PR #445, opened 2016-08-11
Fix "--devel" with SSLv2

dcooper16:
If testssl.sh is called with `--devel 22` and the response from `sslv2_sockets()` is not 0, then `tls_sockets()` will be called, and the result of the `tls_sockets()` command will be output rather than the result of the `sslv2_sockets()` command.


drwetter:
Thx for your careful review and fix, David!

PR #792, opened 2017-07-14
Make sure last ClientHello extension is not empty

dcooper16:
According to a discussion thread on the IETF TLS WG mail list (see https://www.ietf.org/mail-archive/web/tls/current/msg19720.html), there is at least one TLS server that will fail if the last extension in the ClientHello contains extension_data of length 0.

Currently, `tls_sockets()` will create such a ClientHello if:
* The padding extension is included, and the length of the ClientHello without the padding data would be between 508 and 511 bytes.
* No padding extension is included, and the caller provides `$extra_extensions` in which the last extension in `$extra_extensions` is empty.
* No padding extension is included, `$extra_extensions` is empty, no ECC cipher suites are offered, and the ClientHello is for TLSv1.1 or below (in this case the next protocol extension would be that last one).

This PR avoids the server bug by ensuring that the padding extension (when present) always contains at least one byte, and by ensuring that when the padding extension is not present that the (non-empty) heartbeat extension is the last extension.

This PR does leave one possible scenario in which the last extension would be empty. If the caller provides an `$extra_extensions` in which the last extension in `$extra_extensions` is empty, `tls_sockets()` does not add a padding extension (or a padding extension is included in `$extra_extensions`), and `$extra_extensions` includes a heartbeat extension, then the last extension in the ClientHello would be empty. This, however, is a highly unlikely scenario, and certainly there are currently no such calls to `tls_sockets()` in testssl.sh. (Currently, whenever a call to `$tls_sockets()` includes extra extensions, the final extension is non-empty, and no call to `$tls_sockets()` includes the heartbeat extension in the extra extensions).

### DIFF
--- a/testssl.sh
+++ b/testssl.sh
@@ -8625,10 +8625,7 @@ socksend_tls_clienthello() {
                ,00, $len_servername_hex # server_name length. We assume len(hostname) < FF - 9
                ,$servername_hexstr"     # server_name target
           fi
-          if [[ ! "$extra_extensions_list" =~ " 000f " ]]; then
-               [[ -n "$all_extensions" ]] && all_extensions+=","
-               all_extensions+="$extension_heartbeat"
-          fi
+
           if [[ ! "$extra_extensions_list" =~ " 0023 " ]]; then
                [[ -n "$all_extensions" ]] && all_extensions+=","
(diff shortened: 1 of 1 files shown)


drwetter:
Thx for tracking this and thanks again for the workaround!

PR #795, opened 2017-07-19
Revert "small performance improvement for prepare_arrays() by replaci…

sdann:
...ng grep + awk by awk only"

This reverts commit 3b1638f60309b1c4e9636c6f5b62c71b22ff4cd1.

I'm not sure what went wrong here, but these commands are not equivalent.

```
$ export hexc=0x00,0x05 && openssl ciphers -tls2 -V 'ALL:COMPLEMENTOFALL:@STRENGTH' | grep -w "$hexc" -
          0x00,0x05 - RC4-SHA                 SSLv3 Kx=RSA      Au=RSA Enc=RC4(128)  Mac=SHA1
$ export hexc=0x00,0x05 && openssl ciphers -tls2 -V 'ALL:COMPLEMENTOFALL:@STRENGTH' | grep -w "$hexc" - | awk '{ print $3 }'
RC4-SHA
$ export hexc=0x00,0x05 && openssl ciphers -tls2 -V 'ALL:COMPLEMENTOFALL:@STRENGTH' | awk '/\<'"$hexc"'\>/ { print $3 }'
$
```

The old command finds my RC4-SHA cipher, the new one does not.

### DIFF
--- a/testssl.sh
+++ b/testssl.sh
@@ -11417,7 +11417,7 @@ prepare_arrays() {
                     if [[ $OSSL_VER_MAJOR -lt 1 ]]; then
                          [[ ":${ossl_supported_tls}:" =~ ":${TLS_CIPHER_OSSL_NAME[i]}:" ]] && TLS_CIPHER_OSSL_SUPPORTED[i]=true
                     else
-                         ossl_ciph="$(awk '/\<'"$hexc"'\>/ { print $3 }' <<< "$ossl_supported_tls")"
+                         ossl_ciph="$(grep -w "$hexc" <<< "$ossl_supported_tls" | awk '{ print $3 }')"
                          if [[ -n "$ossl_ciph" ]]; then
                               TLS_CIPHER_OSSL_SUPPORTED[i]=true
                               [[ "$ossl_ciph" != "${TLS_CIPHER_OSSL_NAME[i]}" ]] && TLS_CIPHER_OSSL_NAME[i]="$ossl_ciph"


drwetter:
Can reproduce it -- under FreeBSD. That doesn't have the 'word grep' in awk as assumed. 

What version of awk do you have?

sdann:
$ awk -W version
mawk 1.3.3 Nov 1996, Copyright (C) Michael D. Brennan

compiled limits:
max NF             32767
sprintf buffer      2040
$ cat /etc/lsb-release 
DISTRIB_ID=Ubuntu
DISTRIB_RELEASE=16.04
DISTRIB_CODENAME=xenial
DISTRIB_DESCRIPTION="Ubuntu 16.04.2 LTS"
$

drwetter:
Thx, @sdann -- also for catching this.

I found a better solution. It looked to me like the "word grep" is not needed at all. @dcooper16 : any concerns? 

> $ awk -W version
mawk 1.3.3 Nov 1996, Copyright (C) Michael D. Brennan

mawk... never heard of it :-)

The awk I have here under all Ubuntu versions is still gawk but mawk is installed (and not used because of ``/etc/alternatives/awk`` points to the gnu edition).

sdann:
Yeah, I don't know how mawk got configured. I have a fairly standard Ubuntu desktop setup. My favorite clip is from the man page:

`$ man mawk`
```
BUGS
...
       Implementors of the AWK language have shown a consistent lack of imagination when naming their programs.
```

dcooper16:
> @dcooper16 : any concerns?

My knowledge of awk is extremely limited, so I don't understand any of the possible solutions.

However, I tried the code on a couple of platforms and it seemed to work.

drwetter:
> My knowledge of awk is extremely limited, so I don't understand any of the possible solutions.

Sorry, my question was not very precise. I was wondering why you picked ``grep -w`` instead of ``grep ``. I couldn't find a situation where ``grep`` shouldn't suffice.

drwetter:
> My favorite clip is from the man page: [..]

LOL . You know K+R  C? ;-)  I think that was a sprit of the time

dcooper16:
> I was wondering why you picked `grep -w` instead of `grep`.

I believe you are correct that the `-w` wasn't needed. It would have been necessary if the string being searched contained both SSLv2 and non-SSLv2 ciphers (e.g., since "0x00,0xC0" would have found both "0x00,0xC0" and "0x07,0x00,0xC0"), but since the string only contains non-SSLv2 ciphers, it seems that it wasn't needed.

drwetter:
"0x00,0xC0" is still a word in "0x07,0x00,0xC0". Seems I've missed that too while swapping ``grep -w`` with the awk expression.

════

_ASSIGNED TASK_. Lines holding the word "clip" should be copied from the entries above.

_WRITTEN RESPONSE_.
Yeah, I don't know how mawk got configured. I have a fairly standard Ubuntu desktop setup. My favorite clip is from the man page:
> My favorite clip is from the man page: [..]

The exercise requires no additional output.